Mom has the original handwritten letter as well as an original clipping somewhere. We'll try to preserve them. I can't locate the book the letter references, but will try to at some point.
Dear Editor:
I am enclosing a copy of an article from a book entitled World War II Fighting Men of Arkansas published shortly after the end of the war. The man pictured was my father Brooks Ayers Tolleson. He was born north of Nashville at Mount Pleasant and was raised in the Highland/Nathan/Center Point area.
The approach of Veterans Day prompts me to highlight his contribution to that war along with those of many others from this area.
Brooks married Katherine Wood and had three children before being drafted into WWII from Pike County and another child after returning home.
Just at the end of the war, he was captured and held as a POW in a German Stalag for over six months.
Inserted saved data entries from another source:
PR #37386, opened 2026-08-18
feat(bedrock): add a config toggle to disable agent-runtime pass-through

yuneng-berri:
## TLDR

Problem this solves:

- `/bedrock` pass-through always dispatches agent-runtime routes
- Operators cannot narrow the gateway to model invoke/converse

How it solves it:

- Adds `general_settings.disable_bedrock_agent_runtime_passthrough`
- Rejects agent-runtime routes with 403 before any signing
- Plain bedrock-runtime model pass-through is untouched
- Defaults off, so existing deployments do not change

## User Flow

Before: a proxy admin running a shared gateway cannot stop callers from reaching Bedrock agents, knowledge bases and flows through the pass-through

1. They expose https://litellm-domain/bedrock so their teams can call Bedrock models
2. A developer sends POST https://litellm-domain/bedrock/knowledgebases/{knowledgeBaseId}/retrieve with `{"retrievalQuery": {"text": "..."}}`
3. It comes back 200 with a `retrievalResults` array, even though the admin only meant to expose model invocation
4. No proxy setting turns that off, so the admin's only lever is the gateway's AWS IAM policy

After: the same admin can narrow the pass-through to model invocation

1. They set `general_settings.disable_bedrock_agent_runtime_passthrough: true` in config.yaml and restart the proxy
2. The developer sends the same POST https://litellm-domain/bedrock/knowledgebases/{knowledgeBaseId}/retrieve
3. It comes back 403 with `bedrock-agent-runtime pass-through is disabled on this proxy`, and no AWS request id, so nothing reached AWS
4. POST https://litellm-domain/bedrock/model/{modelId}/invoke and .../converse keep returning real completions

## Pre-Submission checklist

## Delays in PR merge?

## Type

🆕 New Feature

## Caveats (if any)

- Settable in config.yaml only, not through `/config/field/update`
- Whole-surface toggle, no per-team or per-resource scoping
- Docs page still to follow in the litellm-docs repo

### Final Attestation

### DIFF
--- a/litellm/proxy/pass_through_endpoints/llm_passthrough_endpoints.py
+++ b/litellm/proxy/pass_through_endpoints/llm_passthrough_endpoints.py
@@ -1299,9 +1299,6 @@ def _is_bedrock_agent_runtime_route(endpoint: str) -> bool:
 
 
 def _is_bedrock_agent_runtime_passthrough_disabled() -> bool:
-    """
-    Return True, if `general_settings.disable_bedrock_agent_runtime_passthrough` is set.
-    """
     from litellm.proxy.proxy_server import general_settings
 
     setting: Final = general_settings.get("disable_bedrock_agent_runtime_passthrough")
--- a/litellm/proxy/pass_through_endpoints/llm_passthrough_endpoints.py
+++ b/litellm/proxy/pass_through_endpoints/llm_passthrough_endpoints.py
@@ -50,7 +50,7 @@ from litellm.proxy.vector_store_endpoints.utils import (
     get_litellm_managed_vector_store,
     is_allowed_to_call_vector_store_endpoint,
 )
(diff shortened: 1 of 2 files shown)


yuneng-berri:
@greptileai removed the source docstring and the six test docstrings you flagged; only the mutable-ok directive remains. Please re-review.

tin-berri (approved):
LGTM — clean opt-in toggle, default off so no behavior change for existing deployments. Rejects the agent-runtime route with 403 before base_target_url is even resolved or create_pass_through_route is called, confirmed by test that the forwarder is never invoked when disabled. Model invoke/converse routing is untouched (separate code path, own test). Good coverage on the config-value parsing too (bool True, string "true"/"True" all disable; False, "false", None, "", and an unrecognized string all correctly leave it allowed).

PR #704, opened 2022-09-29
devcontainer and release fixes

skord:
**Description:**

One cannot use the devcontainer locally on M1 at this moment, nor build a release image. 

This PR:
* Installs git-lfs in the devcontainer that works for supported buster platforms instead of just amd64. 
* Upgrades rust in the devcontainer to 1.64.0
* Upgrades golang to the latest version in a way that supports many platforms.
* Installs docker-ce-cli from a repository so it supports more platforms

I've tested this locally on arm64/M1.

**Workflow steps:**

It should work, after not working before. 

None that I'm aware of. 

**Notes for reviewers:**

It might behoove a review who has a linux workstation to try and run `make docker-image` and also try running the devcontainer locally.

- - -
This change is [Reviewable](https://reviewable.io/reviews/estuary/flow/704)

### DIFF
--- a/.devcontainer/github-ubuntu-2004.Dockerfile
+++ b/.devcontainer/github-ubuntu-2004.Dockerfile
@@ -14,48 +14,51 @@ ARG LOCALE=en_US.UTF-8
 # See the package list in the GitHub reference link above, at the very bottom,
 # which lists installed apt packages.
 RUN apt update -y \
- && apt upgrade -y \
- && DEBIAN_FRONTEND=noninteractive apt install --no-install-recommends -y \
-      bash-completion \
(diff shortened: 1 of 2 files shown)


mdibaiee (approved):

mdibaiee:
To clarify, I don't have a linux machine to try what you suggested, so might want to wait for that:

> It might behoove a review who has a linux workstation to try and run make docker-image and also try running the devcontainer locally.

skord:
I was able to get this working mostly on my Fedora laptop, so that question is answered. To be clear, this does not address that the build doesn't work properly in the dev container, but that the dev container builds at all.

PR #707, opened 2022-09-30
Phil/merged flowctl reads

psFried:
**Description:**

This PR rolls up a few big changes to `flowctl` from the animated-carnival repo. Apologies for the size of it. The main feature that this adds is the ability to read collection data from the flow data plane, using the new `journal-client` crate. Additionally, I refactored how the CLI handles outputting results to stdout. That was done to allow sharing some common code for outputting tables, to allow outputting data in JSON or YAML format, and because I just couldn't help myself.

The presentation of the subcommands here is centered around the concept of Flow collections, rather than Gazette journals. I _think_ this is the right approach, but I'd like to explicitly invite people to discuss disagreements with this approach.

**Workflow steps:**

The complete list of subcommands that were added:

### `flowctl collections`

```
flowctl-collections 
Work with Flow collections

USAGE:
    flowctl collections [OPTIONS] <SUBCOMMAND>

OPTIONS:
    -h, --help               Print help information
    -o, --output <OUTPUT>    How to format CLI output [possible values: json, yaml, table]

SUBCOMMANDS:
    help              Print this message or the help of the given subcommand(s)
    list-fragments    List the journal fragments of a flow collection
    list-journals     List the individual journals of a flow collection
    read              Read data from a Flow collection and output to stdout
```

Note that the `read` subcommand currently only supports reading uncommitted data from a single journal. The plan is to remove those limitations in the future, as we build out more features in `journal-client`. For the time being, though, the command will return an error if you provide a selector that matches more than one journal. The command also _requires_ that you pass the `--uncommitted` argument. This is because the future plan would be to make committed reads the default, but to still allow reading uncommitted data with that argument.

One other caveat is that the `--output` argument cannot currently be used to output collection data in a format other than `json`. Again, the intent here is to eventually support the range of output formats, but doing so requires some additional work in `journal-client` to support framed message-based journal reads.

### `flowctl logs`

```
flowctl-logs 
Prints the runtime logs of a task (capture, derivation, or materialization)

USAGE:
    flowctl logs [OPTIONS] --task <TASK>

OPTIONS:
        --follow             Whether to block waiting for new data. If provided, the read will
                             continue indefinitely until interrupted or ending due to an error
    -h, --help               Print help information
    -o, --output <OUTPUT>    How to format CLI output [possible values: json, yaml, table]
        --since <SINCE>      Start reading from approximately this far in the past. For example
                             `--since 10m` will output all data that was added within the last 10
                             minutes. The actual start of the read will always be at a fragment
                             boundary, and thus may include data from significantly before the
                             requested time period
        --task <TASK>        Read the logs of the task with the given name
```

The `logs` subcommand is really just a bit of sugar for calling `collections read` to read data out of the `ops/$tenant/logs` collection. Note that there is no `--uncommitted` argument because log messages are always implicitly committed anyway.

### `flowctl stats`

```
flowctl-stats 
Prints the runtime stats of a task (capture, derivation, or materialization)

USAGE:
    flowctl stats [OPTIONS] --task <TASK>

OPTIONS:
        --follow             Whether to block waiting for new data. If provided, the read will
                             continue indefinitely until interrupted or ending due to an error
    -h, --help               Print help information
    -o, --output <OUTPUT>    How to format CLI output [possible values: json, yaml, table]
        --since <SINCE>      Start reading from approximately this far in the past. For example
                             `--since 10m` will output all data that was added within the last 10
                             minutes. The actual start of the read will always be at a fragment
                             boundary, and thus may include data from significantly before the
                             requested time period
        --task <TASK>        Read the logs of the task with the given name
        --uncommitted        Read raw data from stats journals, including possibly uncommitted or
                             rolled back transactions. This flag is currently required, but will be
                             made optional in the future as we add support for committed reads,
                             which will become the default
```

Similar to `logs`, `stats` just delegates to `collections read` to pull data out of `ops/$tenant/stats` collections. Stats also require the `--uncommitted` flag for the time being.

## `--output`

The TLDR is that now all commands (except for reading collection data) support the same set of output formats, so you can choose to output `catalog list`, for example, as JSON or YAML in addition to the default table format. This refactor was born out of a desire to have some common code for leveraging the `serde::Serialize` trait and projections for outputting tables, and also from a desire to output things in JSON format so that I could pipe the output through `jq`. It also seemed like a fairly approachable refactor now, but that it would become far less approachable with every added bespoke table ouput implementation.

- https://docs.estuary.dev/reference/working-logs-stats/
- https://docs.estuary.dev/concepts/flowctl/

There might be some other places in docs where it could be help

**Notes for reviewers:**

Commit by commit is probably the easiest way to review. Tests are still missing, but my working plan is to work towards using flowctl for driving e2e test scenarios, which should result in some decent coverate.


jshearer (approved):
I read through all of this, and don't see anything that stands out to me as needing to be changed. The new commands/logic for plumbing through `journal-client` are all quite easy to follow and are nicely documented, and the rest of the changes appear to be around improving command output, which also makes sense. LGTM!

PR #717, opened 2022-10-13
fix: e2e tests failing because of conflicting ports

jshearer:
Okay, so after talking with Johnny and Phil about this earlier, I went on to keep debugging this.
* We figured out the correct hostnames and ports in order to configure the connector’s `sshForwarding` to the postgres container. We got hung up on the fact that the connector binds to port 2222 by [default](https://github.com/estuary/connectors/blob/main/materialize-boilerplate/boilerplate.go#L35), which is _also_ the port that the `openssh-server` container uses. After figuring this out, we moved us on to the next error: 
* `ssh: bind [::1]:16666: Cannot assign requested address`. I found [this blog  post](https://www.electricmonk.nl/log/2014/09/24/ssh-port-forwarding-bind-cannot-assign-requested-address/) which suggested this is actually about ipv6 (note the `[::1]` instead of `127.0.0.1`). I couldn’t figure out an easier way to change this, so I [added](https://github.com/estuary/flow/pull/717/files#diff-dea4484ed61c1ed0c3f3fdf7bd093db8fd240d9caea93844456b67dea1101119R168-R171) `-o AddressFamly inet` to the ssh invocation, which seems to have worked, revealing the next  layer of this onion, which is also where I’m gonna call it for tonight:
* `msg=\"failed to query materialization spec (the table may not be initialized?)\" err=\"ERROR: relation \\\"flow_materializations_v2\\\" does not exist (SQLSTATE 42P01)\" table=flow_materializations_v2"` This seems to have gone away, not sure what caused it
* Needed to change how ssh forwarding is configured, thanks @mdibaiee.

We got a ✅!

- - -
This change is [Reviewable](https://reviewable.io/reviews/estuary/flow/717)

### DIFF
--- a/crates/network-tunnel/src/networktunnel.rs
+++ b/crates/network-tunnel/src/networktunnel.rs
@@ -6,21 +6,22 @@ use async_trait::async_trait;
 
 #[async_trait]
 pub trait NetworkTunnel: Send + Sync {
-    // Inspect and/or modify the endpoint spec for which this network tunnel is created.
-    // This takes place before the tunnel is started, and may also modify tunnel config
-    // if appropriate.
+    /// Inspect and/or modify the endpoint spec for which this network tunnel is created.
+    ///
+    /// This takes place before the tunnel is started, and may also modify tunnel config
+    /// if appropriate.
     fn adjust_endpoint_spec(
         &mut self,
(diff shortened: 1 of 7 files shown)


jgraettinger (approved):
LGTM 🚢 🎉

Even after suffering as a prisoner, he never held an anomosity toward anyone.
He was always proud of his country; he never failed to vote. He was proud to have been part of the process of freedom and protection this country offered, and he honored the flag and other veterans every chance he had.
Brooks lived most of his adult life in Clark County working in the logging industry. After suffering an initial hear attack in 1975, he and Katherine returned to Howard County in the early 1980s.
He applied for and began receiving veteran benefits of only $16 a month. I thought this was a disgrace because much of his disability was the direct result of his injury while a POW, but my dad received it gladly.
My dad was the most honest person I've ever known, and he was only one of many of his generation who did what they believed to be right. Ordinary men like him were truly the greatest heroes of the war. America needs more heroes like him today.
Sincerely,
Ronnie Tolleson
Mineral Springs
Raise your flag this week. Honor a veteran this Independence Day. Vote this fall. The price that my grandfather and many others paid make the examples that they lived worthy of following.